What the listening public did focus on was "Professor Farrell” of the “Mount Jenning Observatory" talking about explosions detected on Mars followed by reports of a large “meteor” crashing into a farmer's field in Grovers Mill, New Jersey.
Gathered rapt around their radios, Americans learned a Martian had emerged from a large metallic cylinder at the New Jersey crash site.
"Good heavens," the actor/reporter declared, "something's wriggling out of the shadow like a gray snake. Now here's another and another one and another one. They look like tentacles to me...I can see the thing's body now. It's large, large as a bear. It glistens like wet leather. But that face, it…it...ladies and gentlemen, it's indescribable. I can hardly force myself to keep looking at it; it's so awful. The eyes are black and gleam like a serpent. The mouth is kind of V-shaped with saliva dripping from its rimless lips that seem to quiver and pulsate."

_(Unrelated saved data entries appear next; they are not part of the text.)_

PR #364, opened 2022-12-09
Add uncurry and composition with curry

iwilare:
Define uncurry and provide the isomorphism that shows Cat is cartesian closed.


JacquesCarette (approved):
This is fine, althoughfor future PRs I'm not a big fan of using all `_` in the lhs of equational reasoning. I can see eliding some of them, but perhaps not all?

PR #365, opened 2022-12-20
Make Rels less strict, add a StrictRels for the previous version

Taneb:


Taneb:
I'd like comments now definitely, please! I still need to copy the top-level comment from (what is now) `Categories.Category.Monoidal.Instance.StrictRels` to `Categories.Category.Monoidal.Rels`.

src/Categories/Category/Dagger/Instance/Rels.agda
```diff
@@ -1,24 +1,37 @@
...
-open import Data.Product
-open import Function
-open import Relation.Binary.PropositionalEquality
-open import Level
+module Categories.Category.Dagger.Instance.Rels where
 
 open import Categories.Category.Dagger
 open import Categories.Category.Instance.Rels
 
+open import Data.Product
```
JacquesCarette, line 8: Please put explicit `using` in as many places as possible, strongly so on stdlib imports.

src/Categories/Category/Instance/StrictRels.agda
```diff
@@ -0,0 +1,36 @@
...
+              , (λ { (b , fxb , c , gbc , hcy) → c , ((b , (fxb , gbc)) , hcy)})
+  ; identityˡ = (λ { (b , fxb , lift refl) → fxb}) , λ {_} {y} fxy → y , fxy , lift refl
+  ; identityʳ = (λ { (a , lift refl , fxy) → fxy}) , λ {x} {_} fxy → x , lift refl , fxy
+  ; identity² = (λ { (_ , lift p , lift q) → lift (trans p q)}) , λ { (lift refl) → _ , lift refl , lift refl }
+  ; equiv = record
+    { refl = id , id
+    ; sym = swap
+    ; trans = λ { (p₁ , p₂) (q₁ , q₂) → (q₁ ∘′ p₁) , p₂ ∘′ q₂}
+    }
+  ; ∘-resp-≈ = λ f⇔h g⇔i →
```
JacquesCarette, line 33: as you're already using pattern-matching lambdas, might as well continue to do so instead of using proj  here?

src/Categories/Category/Monoidal/Instance/Rels.agda
```diff
@@ -1,204 +1,284 @@
...
+            }
+          }
+        ; π₂ = record
+          { fst = [ (λ _ _ → ⊥) , Setoid._≈_ B ]′
+          ; snd = record
+            { fst = λ { (inj₂ p) q → Setoid.trans B (Setoid.sym B p) q }
+            ; snd = λ { {inj₂ _} p q → Setoid.trans B q p }
+            }
+          }
+        ; ⟨_,_⟩ = λ L R → record
```
JacquesCarette, line 61: probably should use pattern-matching lambda here too

src/Categories/Category/Monoidal/Instance/Rels.agda
```diff
@@ -1,204 +1,284 @@
...
+open import Data.Unit.Polymorphic using (⊤)
+open import Function.Base using (case_of_)
+open import Level using (_⊔_; Lift; lift)
+open import Relation.Binary.Bundles using (Setoid)
+
 module _ {o ℓ} where
 
-  Rels-Cartesian : Cartesian (Rels o ℓ)
+  Rels-Cartesian : Cartesian (Rels o (o ⊔ ℓ))
   Rels-Cartesian = record
```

The broadcast continued as Martians mounted walking war machines, fired "heat-ray" weapons, sprayed poisonous black gas, and disposed of 7,000 National Guardsman with little effort.
By the time it was reported by the cast that similar Martian cylinders had landed in Chicago and St. Louis, a full-fledged national panic had commenced.
On that Halloween Eve in 1938, according to the Museum of Hoaxes: “Some people loaded blankets and supplies in their cars and prepared to flee the Martian invaders. One mother in New England reportedly packed her babies and lots of bread into a car, figuring that ‘if everything is burning, you can't eat money, but you can eat bread.’
Other people hid in cellars, hoping that the poisonous gas would blow over them. One college senior drove forty-five miles at breakneck speed in a valiant attempt to save his girlfriend.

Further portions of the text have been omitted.